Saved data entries
PR #9278, opened 2019-07-03
community/clsync: Enable aarch64 

ossdev07:
Architecture specific support is provided for aarch64.

### DIFF
--- a/community/clsync/APKBUILD
+++ b/community/clsync/APKBUILD
@@ -5,7 +5,7 @@ pkgver=0.4.2
 pkgrel=1
 pkgdesc="File live sync daemon based on inotify"
 url="https://github.com/xaionaro/clsync"
-arch="x86 x86_64"
+arch="x86 x86_64 aarch64"
 license="GPL-3.0-or-later"
 depends=""
 depends_dev="glib-dev fts-dev libcap-dev libexecinfo-dev linux-headers musl-dev"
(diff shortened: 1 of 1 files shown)


community/clsync/APKBUILD
```diff
@@ -26,17 +26,35 @@ prepare() {
...
+		./configure \
+			CFLAGS="$CFLAGS -lfts -lexecinfo" \
+			--build=$CBUILD \
+			--host=$CHOST \
+			--prefix=/usr \
+			--sysconfdir=/etc \
+			--mandir=/usr/share/man \
+			--localstatedir=/var \
+			--enable-capabilities \
+			--enable-seccomp \
```
maxice8: I think it is beter we make a _seccomp variable that holds the value that is required.

ossdev07: As you suggested, I have added a seccomp variable.

Please, kindly review.

community/clsync/APKBUILD
```diff
@@ -15,6 +15,7 @@ source="$pkgname-$pkgver.tar.gz::https://github.com/xaionaro/$pkgname/archive/v$
 	musl-fix.patch"
 builddir="$srcdir/$pkgname-$pkgver"
 options="!check"  # upstream does not provide tests
+seccomp=""
```
maxice8: this is not necessary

### [Task instructions]
All lines above that include the word "https" should be located and copied.

### [Output of the task]
 url="https://github.com/xaionaro/clsync"
@@ -15,6 +15,7 @@ source="$pkgname-$pkgver.tar.gz::https://github.com/xaionaro/$pkgname/archive/v$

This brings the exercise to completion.